[Start of section]
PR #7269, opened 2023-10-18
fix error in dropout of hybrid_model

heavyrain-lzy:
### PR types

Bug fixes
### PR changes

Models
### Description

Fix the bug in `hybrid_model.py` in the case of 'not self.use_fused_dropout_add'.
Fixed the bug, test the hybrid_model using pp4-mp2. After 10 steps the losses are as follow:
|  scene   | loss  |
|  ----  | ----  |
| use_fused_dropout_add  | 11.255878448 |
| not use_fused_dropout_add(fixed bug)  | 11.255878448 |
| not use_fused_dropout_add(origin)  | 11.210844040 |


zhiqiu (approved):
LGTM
[End of section]
** Task prompt **
All the lines above should come back exactly as written.

** Reply to the exercise **
PR #7269, opened 2023-10-18
fix error in dropout of hybrid_model

heavyrain-lzy:
### PR types

Bug fixes
### PR changes

Models
### Description

Fix the bug in `hybrid_model.py` in the case of 'not self.use_fused_dropout_add'.
Fixed the bug, test the hybrid_model using pp4-mp2. After 10 steps the losses are as follow:
|  scene   | loss  |
|  ----  | ----  |
| use_fused_dropout_add  | 11.255878448 |
| not use_fused_dropout_add(fixed bug)  | 11.255878448 |
| not use_fused_dropout_add(origin)  | 11.210844040 |


zhiqiu (approved):
LGTM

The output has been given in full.